[[ SOURCE DATA open ]]

Issue #4144, opened 2021-10-02
Sometimes call stuck with no buttons or a way to hang up


532910:
### Steps to reproduce

I'm not sure this is always-reproducible.

1. Start a voice call (to ios, but not sure)
2. Answer a call on ios
3. Hangup a call on ios -- android will show the call is ended
4. Start a new call:
![image](https://user-images.githubusercontent.com/14617699/135716632-11c6ce2b-71cd-4613-b5fe-f92ef3deacf7.png)
![image](https://user-images.githubusercontent.com/14617699/135716673-a465c0f8-47c6-4791-a1c5-2c5ee624f82b.png)

### Operating system version

Android 11

### Application version and app store

The latest beta from GPlay

### Have you submitted a rageshake?

Yes

532910:
This is a very annoying issue, as it's not trivial how to kill this activity, and phone reboot is the only way for most people.

kittykat:
@532910 which version of Element are you using?

532910:
Sorry for forgetting to specify it, I'm on GPlay Beta channel, thus it was the latest at the time the issue was opened.
I'll try to reproduce it as soon as v1.3.8 becomes available.

kittykat:
I got it on 1.3.8: 
![Screenshot_20211121-221120.png](https://user-images.githubusercontent.com/51663/143217876-40ae4658-3cd0-4440-b93f-b748c9fae7a9.png)

ouchadam:
I'm not entirely sure why this happens yet but the screenshots are showing the call stuck in the `Idle` state. Element isn't actually ringing at this point. 

I can add UI to hang up but will investigate a little more to try and understand why we're getting stuck

ouchadam:
(symptoms) fixed in 1.3.9

PR #4567, opened 2021-11-26
Always showing hang up button in VOIP calls

ouchadam:
Fixes the symptom of #4144 

- Updates the `VectorCallActivity` to always show the hang up button during the initial phases of a VOIP call (`Idle, Create Offer`, matching the `Dialing` behaviour) 

At least from the logs submitted in #4144 there was a native media player error which we're not able to propagate up to our `CallActivity` which means we end up stuck in the `Idle` call state. I can't seem to find a way to hook into player errors via the `RemoteAudioTrack` :thinking:  

The only way I've been able to reproduce this issue is by instantly recreating the call (`Activity.recreate`) when it starts. 

| BEFORE | AFTER |
| --- | --- |
|before-stuck-voip|after-stuck-voip

### DIFF
--- a/changelog.d/4144.bugfix
+++ b/changelog.d/4144.bugfix
@@ -1,0 +1,1 @@
+Allowing users to hang up VOIP calls during the initialisation phase (avoids getting stuck in the call screen if something goes wrong)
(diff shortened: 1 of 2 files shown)


bmarty (approved):
LGTM, but maybe @ganfra can double check here?

ganfra (approved):
Yes I guess it's ok like that, thanks!

Issue #4577, opened 2021-11-30
Iterate on the user consent dialog about identity server look up


bmarty:
### What we have now

<img width="332" alt="image" src="https://user-images.githubusercontent.com/3940906/144019952-ba612b79-07c0-47b4-9779-1a8f2ea74476.png">

### Changes

- [x] Wording:

>To discover existing contacts, you need to send contact info **(emails and phone numbers)** to your identity server.*(new lines removed)* We hash your data before sending for privacy.
>*(new lines added)*
>Do you <del>consent</del> **agree** to send this info?

- [x] "POLICY" action is removed, and the policy link(s) are added to the dialog itself, above the question "Do you agree...":

>Privacy policy
>
> - *link*

- [x] "NO" action is replaced by "Not now"
- [x] "YES" action is replaced by "Agree"

### Ref

https://support.google.com/googleplay/android-developer/answer/11150561 - section **User interface (UI)** and **Content**

deniseal:
lgtm @bmarty. Updates to the privacy policy to clarify this are with Design to get added to the website, this is what will be included in clause 1.2:

> Your relationship with identity servers: you might chose to use an identity server, to allow other Matrix users to discover you via the Element app. This is optional and requires your explicit consent to discover users from your personal contacts. For the identity server made available by us, please see the Identity Server Privacy Notice.

@AmandineLP since this technically a policy update, can I get your approval please?

bmarty:
First proposal:

<img width="335" alt="image" src="https://user-images.githubusercontent.com/3940906/144068041-86a0701d-76bd-4dfb-9283-28c0f9201a34.png">

bmarty:
In EA 1.3.9

PR #4587, opened 2021-11-30
Iterate on user consent dialog for identity server

bmarty:
Implements #4577 

New dialogs: https://github.com/vector-im/element-android/issues/4577#issuecomment-982701319

We need to retrieved the T&C, that's why many changes are necessary. Sadly there is some code duplication between the ViewModels, we may find a way to reduce that later.

### DIFF
--- a/vector/src/main/java/im/vector/app/core/utils/Dialogs.kt
+++ b/vector/src/main/java/im/vector/app/core/utils/Dialogs.kt
@@ -17,10 +17,15 @@
 package im.vector.app.core.utils
 
 import android.content.Context
+import android.text.method.LinkMovementMethod
 import android.webkit.WebView
 import android.webkit.WebViewClient
+import android.widget.TextView
 import com.google.android.material.dialog.MaterialAlertDialogBuilder
 import im.vector.app.R
+import im.vector.app.features.discovery.IdentityServerPolicy
+import me.gujun.android.span.link
+import me.gujun.android.span.span
 
 /**
  * Open a web view above the current activity.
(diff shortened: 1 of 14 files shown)


vector/src/main/java/im/vector/app/features/discovery/Extensions.kt
```diff
@@ -0,0 +1,40 @@
...
+ * limitations under the License.
+ */
+
+package im.vector.app.features.discovery
+
+import im.vector.app.core.utils.ensureProtocol
+import org.matrix.android.sdk.api.session.Session
+import org.matrix.android.sdk.api.session.terms.TermsService
+
+suspend fun Session.fetchIdentityServerWithTerms(userLanguage: String): IdentityServerWithTerms? {
```
ouchadam, line 23: :100: for lifting out of the view model

vector/src/main/java/im/vector/app/features/contactsbook/ContactsBookViewEvents.kt
```diff
@@ -0,0 +1,25 @@
...
+ * See the License for the specific language governing permissions and
+ * limitations under the License.
+ */
+
+package im.vector.app.features.contactsbook
+
+import im.vector.app.core.platform.VectorViewEvents
+import im.vector.app.features.discovery.IdentityServerWithTerms
+
+sealed class ContactsBookViewEvents : VectorViewEvents {
```
ouchadam, line 22: worlds smallest nit: could be a sealed interface, saves having to write `()` in the extends :sweat_smile:

vector/src/main/java/im/vector/app/core/utils/Dialogs.kt
```diff
@@ -40,16 +45,36 @@ fun Context.displayInWebView(url: String) {
             .show()
 }
 
-fun Context.showIdentityServerConsentDialog(configuredIdentityServer: String?, policyLinkCallback: () -> Unit, consentCallBack: (() -> Unit)) {
+fun Context.showIdentityServerConsentDialog(identityServerWithTerms: IdentityServerWithTerms?,
```
ouchadam, line 48: general question about identity servers, are privacy policies enforced?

[[ SOURCE DATA closed ]]

## WHAT TO DO
Wherever a line contains the string "above", copy that line from the data.

## RESPONSE BELOW
- [x] "POLICY" action is removed, and the policy link(s) are added to the dialog itself, above the question "Do you agree...":
  * Open a web view above the current activity.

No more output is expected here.